#### DATA TO USE ####

PR #1563, opened 2023-02-14
Active Directory API Part 3 - Pinging the Domain Controller

CarlosNihelton:
In tandem with the Ubiquity this implements a "ping" to the domain controller during validation. It allows clients to validate not only if the DC name is "syntatically" correct, but also whehter it's reachable in the network.

The "ping" relies on realmd, which is part of the minimal layer. The package is not staged in Subiquity nor UDI at this point.

Here it is the domain name validation in action (running in a locally built ubuntu desktop installer snap):

image

### DIFF
--- a/subiquity/server/controllers/ad.py
+++ b/subiquity/server/controllers/ad.py
@@ -16,6 +16,7 @@
 import logging
 import re
 from typing import List, Optional, Set
+from subiquitycore.utils import arun_command
 
 from subiquity.common.apidef import API
 from subiquity.common.types import (
@@ -37,11 +38,44 @@ AD_ACCOUNT_FORBIDDEN_CHARS = r'@"/\[]:;|=,+*?<>'
 FIELD = "Domain Controller name"
 
 
+class DcPingStrategy:
+    # Consider staging in the snap for future proof.
+    cmd = "/usr/sbin/realm"
+    arg = "discover"
+
+    async def ping(self, address: str) -> AdDomainNameValidation:
+        cp = await arun_command([self.cmd, self.arg, address], env={})
+        if cp.returncode:
+            return AdDomainNameValidation.REALM_NOT_FOUND
+
+        return AdDomainNameValidation.OK
+
+
+class StubDcPingStrategy(DcPingStrategy):
+    """ For testing purpose. This class doesn't talk to the network.
+        Instead its response follows the following rule:
+
+        - addresses starting with "r" return REALM_NOT_FOUND;
+        - addresses starting with any other letter return OK. """
+    async def ping(self, address: str) -> AdDomainNameValidation:
+        if address[0] == 'r':
+            return AdDomainNameValidation.REALM_NOT_FOUND
+
+        return AdDomainNameValidation.OK
+
+
 class ADController(SubiquityController):
     """ Implements the server part of the Active Directory feature. """
     model_name = "ad"
     endpoint = API.active_directory
     # No auto install key and schema for now due password handling uncertainty.
+
+    def __init__(self, app):
+        super().__init__(app)
+        if self.app.opts.dry_run:
+            self.ping_strgy = StubDcPingStrategy()
+        else:
+            self.ping_strgy = DcPingStrategy()
 
     async def GET(self) -> Optional[ADConnectionInfo]:
         """Returns the currently configured AD settings"""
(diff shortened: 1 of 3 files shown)


subiquity/server/controllers/ad.py
```diff
@@ -37,12 +38,45 @@
...
 
+class DcPingStrategy:
+    # Consider staging in the snap for future proof.
+    cmd = "/usr/sbin/realm"
+    arg = "discover"
+
+    async def ping(self, address: str) -> AdDomainNameValidation:
+        cp = await arun_command([self.cmd, self.arg, address], env={})
+        if cp.returncode:
+            return AdDomainNameValidation.REALM_NOT_FOUND
```
dbungert, line 49: Is the return value granular, meaning there may be other failure types, or is that pretty much the only result?

dbungert (commented):
Looks nice so far.

subiquity/server/controllers/ad.py
CarlosNihelton: A well formed `realm discover` has two possible exit codes: 0 for success and 1 for any kind of failure (from lack of network to DC not found):

https://gitlab.freedesktop.org/realmd/realmd/-/blob/master/tools/realm-discover.c#L154-163

So other failure scenarios would mean a bug in the formation of the command line or an exception raised by `arun_command` if the binary is not found.

Would you say we should consider those in the enum?

dbungert: OK, so if we're only assuming exit codes 0 or 1, this is fine.

> binary is not found

If we plan to sure that realm is present on the system, either by seeded as part of the installer squashes or in the snap, then that binary not found error shouldn't happen and can be an exception.  Same for bug in the formation of the command line.

This all looks good to me.

jibel: If realm or a required binary is not available, then we shouldn't show the option to enable AD in the installer.

dbungert: That could be done, if desired.   https://github.com/canonical/subiquity/blob/main/DESIGN.md?plain=1#L242

CarlosNihelton: That means the client should `GET /active_directory` from this page to decide whether the `Use Active Directory` flag should be enabled or not, isn't it? I was considering implementing an endpoint for that, but raising is even easier, if that's the idiomatic approach, I'm ok with doing so.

####

### [THE PROBLEM]
All lines from the opening of the records through the line where "In tandem with" occurs are to be output verbatim. No other line belongs in the answer.

### [WRITTEN SOLUTION]
PR #1563, opened 2023-02-14
Active Directory API Part 3 - Pinging the Domain Controller

CarlosNihelton:
In tandem with the Ubiquity this implements a "ping" to the domain controller during validation. It allows clients to validate not only if the DC name is "syntatically" correct, but also whehter it's reachable in the network.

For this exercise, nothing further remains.